En la Constitución Española de 1978 (CE 1978) existen dos artículos que entran en conflicto y entre los que se ha intentado establecer un equilibrio de suyo inestable. Declaran, respectivamente, el derecho al trabajo y el derecho a la libre empresa. El primero es mucho más ambiguo, y se ha querido interpretar de diversas formas, según los intereses en juego. Así, se lo ha querido ver como un contrapeso al derecho de huelga, en el sentido de que también hay un derecho a no seguir la huelga, esto es, un derecho a trabajar que hipotéticamente podrían conculcar los piquetes, y se trataría de prohibirles legalmente el hacerlo, para lo que, en consecuencia, se los califica en nuestro país de informativos, subrayando así que no deben de intimidar. Esta interpretación no se sostiene, toda vez que al derecho de huelga la propia CE 1978 lo adjetiva de fundamental, mientras que al derecho al trabajo no. En técnica jurídica, al parecer, la diferencia consiste en que el derecho fundamental puede ejercerse directamente, sin necesidad de legislación orgánica que lo desarrolle, en tanto que el derecho constitucional pero no fundamental necesita de dicha legislación para poder ejercerse. De ahí que nunca haya dejado de ejercerse el derecho de huelga aun cuando no hay ley de huelga que la regule, entre otras cosas porque los sindicatos se han opuesto (porque podían hacerlo) a que la haya. En otras palabras, incluso sin llegar al extremo de la violencia física, cuyo monopolio pertenece en un Estado de derecho a los poderes públicos, hay muchas coacciones que los piquetes de huelga pueden ejercer, coacciones que naturalmente ejercen y que hacen de su calificación de “informativos” un verdadero eufemismo. Y es que, en esta interpretación, el derecho al trabajo no está regulado, circunstancia que lo convierte en papel mojado.
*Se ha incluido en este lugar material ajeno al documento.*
PR #5508, opened 2026-06-19
dns/bind: add SVCB record type support

mbedworth:
Adds `SVCB` to the BIND plugin's record-type options so RFC 9460/9461 SVCB records can be created via the GUI/API.

### Describe the problem
The plugin's record model rejected the `SVCB` type before it reached `named`, so SVCB records (notably `_dns` records for Discovery of Designated Resolvers, RFC 9461) couldn't be created. BIND 9.18+ supports SVCB natively.

### Describe the proposed solution
One-line addition of `SVCB` to the `Record.xml` OptionValues (alphabetically between `SSHFP` and `TLSA`). No template changes needed — `named` renders SVCB rdata directly.

This complements #5425 (HTTPS record type); `HTTPS` is the HTTPS-specific form of SVCB, this adds the general `SVCB` type. Scoped to this single change.


mimugmail (approved):
Never used this, ok, thx

PR #5512, opened 2026-06-20
net/cloudflared: add edge IP version setting, move advanced options behind toggle

insanityinside:
**Important notices**

- [ ] I opened an issue first for non-trivial changes and linked it below. (Changes are trivial)

- Model used: Claude Sonnet 4.6
- Extent of AI involvement: Minimal, used to edit files, no logic work.

---

**Describe the problem**
Niche options visible when advanced mode not enabled, no ability to force IPv4 or IPv6 for connectivity if there's any local routing/connectivity issues.

---

Moved Protocol, Post-Quantum Encryption and Disable QUIC PMTU Discovery options behind Advanced Mode toggle, added Edge IP version to force Cloudflare to use either IPv4 or IPv6 for outbound connections. The Edge IP version is to provide users with an easy method of forcing the IP protocol used for outbound connectivity. Had to use ipv4/ipv6 instead of 4 and 6 in the XML as elements can't start with a digit, trimmed in the template ENV. Bumped plugin version to 1.0.1.

### DIFF
--- a/net/cloudflared/Makefile
+++ b/net/cloudflared/Makefile
@@ -1,5 +1,5 @@
 PLUGIN_NAME=		cloudflared
-PLUGIN_VERSION=		1.0.1
+PLUGIN_VERSION=		1.1
 PLUGIN_COMMENT=		Cloudflare Tunnel integration
 PLUGIN_MAINTAINER=	rick+github@insanityinside.net
 PLUGIN_DEPENDS=		cloudflared
--- a/net/cloudflared/Makefile
+++ b/net/cloudflared/Makefile
@@ -1,5 +1,5 @@
 PLUGIN_NAME=		cloudflared
-PLUGIN_VERSION=		1.0
+PLUGIN_VERSION=		1.0.1
 PLUGIN_COMMENT=		Cloudflare Tunnel integration
 PLUGIN_MAINTAINER=	rick+github@insanityinside.net
 PLUGIN_DEPENDS=		cloudflared
--- a/net/cloudflared/src/opnsense/mvc/app/models/OPNsense/Cloudflared/Cloudflared.xml
+++ b/net/cloudflared/src/opnsense/mvc/app/models/OPNsense/Cloudflared/Cloudflared.xml
@@ -30,6 +30,15 @@
                 <Default>0</Default>
                 <Required>Y</Required>
             </quic_disable_pmtu_discovery>
+            <edge_ip_version type="OptionField">
+                <Default>auto</Default>
+                <Required>Y</Required>
+                <OptionValues>
+                    <auto/>
+                    <ipv4>IPv4</ipv4>
+                    <ipv6>IPv6</ipv6>
+                </OptionValues>
+            </edge_ip_version>
             <log_level type="OptionField">
                 <Default>info</Default>
                 <Required>Y</Required>
--- a/net/cloudflared/src/opnsense/mvc/app/models/OPNsense/Cloudflared/Cloudflared.xml
+++ b/net/cloudflared/src/opnsense/mvc/app/models/OPNsense/Cloudflared/Cloudflared.xml
@@ -1,6 +1,6 @@
 <model>
     <mount>//OPNsense/Cloudflared</mount>
-    <version>1.0</version>
+    <version>1.0.0</version>
     <description>Cloudflare Tunnel settings</description>
     <items>
         <general>
--- a/net/cloudflared/src/opnsense/mvc/app/models/OPNsense/Cloudflared/Cloudflared.xml
+++ b/net/cloudflared/src/opnsense/mvc/app/models/OPNsense/Cloudflared/Cloudflared.xml
@@ -1,6 +1,6 @@
 <model>
     <mount>//OPNsense/Cloudflared</mount>
-    <version>1.0.1</version>
+    <version>1.0</version>
     <description>Cloudflare Tunnel settings</description>
     <items>
         <general>
@@ -31,12 +31,10 @@
                 <Required>Y</Required>
             </quic_disable_pmtu_discovery>
             <edge_ip_version type="OptionField">
-                <Default>auto</Default>
-                <Required>Y</Required>
+                <BlankDesc>auto</BlankDesc>
                 <OptionValues>
-                    <auto/>
-                    <ipv4>IPv4</ipv4>
-                    <ipv6>IPv6</ipv6>
+                    <ipv4 value="4">IPv4</ipv4>
+                    <ipv6 value="6">IPv6</ipv6>
                 </OptionValues>
             </edge_ip_version>
             <log_level type="OptionField">
--- a/net/cloudflared/src/opnsense/mvc/app/models/OPNsense/Cloudflared/Cloudflared.xml
+++ b/net/cloudflared/src/opnsense/mvc/app/models/OPNsense/Cloudflared/Cloudflared.xml
@@ -1,6 +1,6 @@
 <model>
     <mount>//OPNsense/Cloudflared</mount>
-    <version>1.0.0</version>
+    <version>1.0.1</version>
     <description>Cloudflare Tunnel settings</description>
     <items>
         <general>
--- a/net/cloudflared/src/opnsense/service/templates/OPNsense/Cloudflared/rc.conf.d
+++ b/net/cloudflared/src/opnsense/service/templates/OPNsense/Cloudflared/rc.conf.d
@@ -3,7 +3,7 @@ cloudflared_enable="YES"
 cloudflared_conf="/usr/local/etc/cloudflared/config.yml"
 {% if helpers.exists('OPNsense.Cloudflared.general.token') %}
 {% set ns = namespace(env='TUNNEL_TOKEN=' + OPNsense.Cloudflared.general.token|trim) %}
-{% if helpers.exists('OPNsense.Cloudflared.general.edge_ip_version') and OPNsense.Cloudflared.general.edge_ip_version != 'auto' %}
+{% if helpers.exists('OPNsense.Cloudflared.general.edge_ip_version') %}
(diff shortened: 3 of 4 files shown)


net/cloudflared/src/opnsense/service/templates/OPNsense/Cloudflared/rc.conf.d
```diff
@@ -2,7 +2,7 @@
 cloudflared_enable="YES"
 cloudflared_conf="/usr/local/etc/cloudflared/config.yml"
 {% if helpers.exists('OPNsense.Cloudflared.general.token') %}
-cloudflared_env="TUNNEL_TOKEN={{ OPNsense.Cloudflared.general.token|trim }}"
+cloudflared_env="TUNNEL_TOKEN={{ OPNsense.Cloudflared.general.token|trim }}{% if helpers.exists('OPNsense.Cloudflared.general.edge_ip_version') and OPNsense.Cloudflared.general.edge_ip_version != 'auto' %} TUNNEL_EDGE_IP_VERSION={{ OPNsense.Cloudflared.general.edge_ip_version | replace('ipv', '') }}{% endif %}"
```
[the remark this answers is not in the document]
insanityinside: Valid, looked messy. Fixed.

net/cloudflared/Makefile
```diff
@@ -1,5 +1,5 @@
 PLUGIN_NAME=		cloudflared
-PLUGIN_VERSION=		1.0
+PLUGIN_VERSION=		1.0.1
```
Monviech: I think you should have started with 1.0.0 if you wanted an 1.0.1 now. Better just use 1.1

net/cloudflared/src/opnsense/mvc/app/models/OPNsense/Cloudflared/Cloudflared.xml
```diff
@@ -30,6 +30,15 @@
                 <Default>0</Default>
                 <Required>Y</Required>
             </quic_disable_pmtu_discovery>
+            <edge_ip_version type="OptionField">
+                <Default>auto</Default>
+                <Required>Y</Required>
```
Monviech: You could use BlankDesc to give the empty value "auto" as description. That way you can skip the migration and model bump and just have empty as default in the template as well.

https://github.com/opnsense/core/blob/e5762de47753da92da8c64d84aa5d3903b55d5e0/src/opnsense/mvc/app/models/OPNsense/Kea/KeaDhcpv4.xml#L169

insanityinside: Ah, cool. I'll do that, and revert the model version while I'm at it. I assume that also means I can delete the "Required" field too - does that also apply to this too? https://github.com/opnsense/plugins/blob/02e84fbc1192fa99bdd6cbc08601505b34337c3f/net/cloudflared/src/opnsense/mvc/app/models/OPNsense/Cloudflared/Cloudflared.xml#L16-L24 If it does I'll do it there too, make it cleaner.

Monviech: If there is no default value (meaning empty default) you dont need required.

Which means both "default" and "required" can be removed.

net/cloudflared/src/opnsense/service/templates/OPNsense/Cloudflared/rc.conf.d
```diff
@@ -2,7 +2,11 @@
 cloudflared_enable="YES"
 cloudflared_conf="/usr/local/etc/cloudflared/config.yml"
 {% if helpers.exists('OPNsense.Cloudflared.general.token') %}
-cloudflared_env="TUNNEL_TOKEN={{ OPNsense.Cloudflared.general.token|trim }}"
+{% set ns = namespace(env='TUNNEL_TOKEN=' + OPNsense.Cloudflared.general.token|trim) %}
+{% if helpers.exists('OPNsense.Cloudflared.general.edge_ip_version') and OPNsense.Cloudflared.general.edge_ip_version != 'auto' %}
+{% set ns.env = ns.env + ' TUNNEL_EDGE_IP_VERSION=' + (OPNsense.Cloudflared.general.edge_ip_version | replace('ipv', '')) %}
```
fichtner: you may be overcomplicating this... if you want values "4" and "6" you can do it like this:

    <ipv4 value="4">IPv4</ipv4>
    <ipv6 value="6">IPv6</ipv6>

net/cloudflared/src/opnsense/mvc/app/models/OPNsense/Cloudflared/Cloudflared.xml
fichtner: At least for `protocol` this would require a migration adding complexity for no apparent benefit

net/cloudflared/src/opnsense/service/templates/OPNsense/Cloudflared/rc.conf.d
insanityinside: That's far easier than what I wrote up. Will implement. I'll keep the namespace helpers though - got another addition to add when I've got the ICMP proxy support merged to upstream cloudflared, and it'll be more readable for future maintenance.

net/cloudflared/src/opnsense/mvc/app/models/OPNsense/Cloudflared/Cloudflared.xml
insanityinside: Understood. Will follow this convention going forwards.

insanityinside:
Tidied up as per the comments. Let me know if anything else needs tweaking.

net/cloudflared/src/opnsense/mvc/app/models/OPNsense/Cloudflared/Cloudflared.xml
```diff
@@ -1,6 +1,6 @@
 <model>
     <mount>//OPNsense/Cloudflared</mount>
-    <version>1.0.0</version>
+    <version>1.0</version>
```
fichtner:
```suggestion
    <version>1.0.0</version>
```

I appreciate your thoroughness, but this version is special and should follow the x.y.z convention to avoid problems with migrations in the future

insanityinside: Heh, 1.1 on the plugin version, 1.0.0 on the model 😆
Is it worth setting both to 1.1.0 to avoid future issues? My initial thought was 1.0.1 or 1.1 for both, but I'm happy to go with whatever you prefer with the differing versions.

fichtner: You can think of it like the last version the model was changed, or abandon that and just bump both independently and differently when needed. Migrations have a special behaviour while finding files on the disk requiring the x.y.z layout, but in most cases nobody will see model numbers but they can be traced easily regardless of the plugin version at hand.

insanityinside: I understand the logic. Bumped it to 1.0.0.

net/cloudflared/src/opnsense/service/templates/OPNsense/Cloudflared/rc.conf.d
```diff
@@ -2,7 +2,11 @@
 cloudflared_enable="YES"
 cloudflared_conf="/usr/local/etc/cloudflared/config.yml"
 {% if helpers.exists('OPNsense.Cloudflared.general.token') %}
-cloudflared_env="TUNNEL_TOKEN={{ OPNsense.Cloudflared.general.token|trim }}"
+{% set ns = namespace(env='TUNNEL_TOKEN=' + OPNsense.Cloudflared.general.token|trim) %}
+{% if helpers.exists('OPNsense.Cloudflared.general.edge_ip_version') and OPNsense.Cloudflared.general.edge_ip_version != 'auto' %}
```
Monviech: Why are you still checking for auto here?

insanityinside: Valid point, no need for it now with the default being unset = auto. Removed it, tested, and pushed.

net/cloudflared/src/opnsense/service/templates/OPNsense/Cloudflared/rc.conf.d
```diff
@@ -2,7 +2,11 @@
 cloudflared_enable="YES"
 cloudflared_conf="/usr/local/etc/cloudflared/config.yml"
 {% if helpers.exists('OPNsense.Cloudflared.general.token') %}
-cloudflared_env="TUNNEL_TOKEN={{ OPNsense.Cloudflared.general.token|trim }}"
+{% set ns = namespace(env='TUNNEL_TOKEN=' + OPNsense.Cloudflared.general.token|trim) %}
+{% if helpers.exists('OPNsense.Cloudflared.general.edge_ip_version') %}
```
Monviech: Are you sure helpers.exist is correct here? I would rather assume this should guard empty?

https://github.com/opnsense/core/blob/3ca0e7b5708dbb5e8dcab5f92664e7ef36db1d72/src/opnsense/service/modules/addons/template_helpers.py#L84

insanityinside: Good point, and that's helped me clean up the enabled check code too with the string 0 resolving to empty in the helper.

Monviech:
Thank you.

insanityinside:
Thank you for the hints, I'll get better at this as I learn the underlying system more and continue improving the plugin. 👍

PR #5521, opened 2026-06-23
net/frr: add manual config

### LINKED ISSUE #5519: os-frr: Add GUI options for conditional advertisement
**Important notices**

No

I would like GUI elements adding to the FRR settings to allow conditional advertisement to be configured on a peer. I believe this should also be supported on a peer-group.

La segunda interpretación del derecho constitucional al trabajo afirma que nadie puede ser arbitrariamente desprovisto de sus medios de subsistencia. En este sentido, un trabajador asalariado, que desempeña decentemente su trabajo, no puede ser despedido sin motivación alguna; motivación que debe ser sustanciada ante la autoridad competente, en unos casos judicial, en otros administrativa. Este es el derecho constitucional pero no fundamental al trabajo que desarrolla, como es preceptivo, el Estatuto de los Trabajadores. Y es esta regulación la que permite afirmar que el despido no es libre en España, aunque es cierto que puede llegar a producirse al final de un proceso en el que se ha demostrado judicialmente que es injusto, es decir, arbitrario, sin otra motivación que la voluntad del empresario de llevarlo a cabo, porque otra cosa sería dejar sin efecto el derecho a la libre empresa, que también reconoce la CE 1978.
Es así como el Estatuto de los Trabajadores, de forma tan alambicada, ha establecido un equilibrio inestable entre dos derechos, a la vez constitucionales y no fundamentales, que se contradicen mutuamente. Inestable, porque para el empresario es una costosa cortapisa, en tiempo y dinero (hay unos salarios de tramitación durante el proceso legal), el tener que pasar por una o varias instancias oficiales para llegar a un punto al que se ha propuesto llegar en todo caso. De ahí deriva la permanencia de la reivindicación del despido libre en el programa de la patronal española, que ante cualquier situación de dificultad ve en su consecución una fuente de posibles ahorros, que serían de mayor o menor ayuda para la supervivencia de la empresa. De otro lado, sin embargo, está la exigencia constitucional de coherencia entre las normas legales: establecer el despido libre, por más que fuera indemnizado, supondría vaciar de todo contenido un derecho constitucional, el derecho al trabajo. Un incómodo precedente, en el mejor de los casos.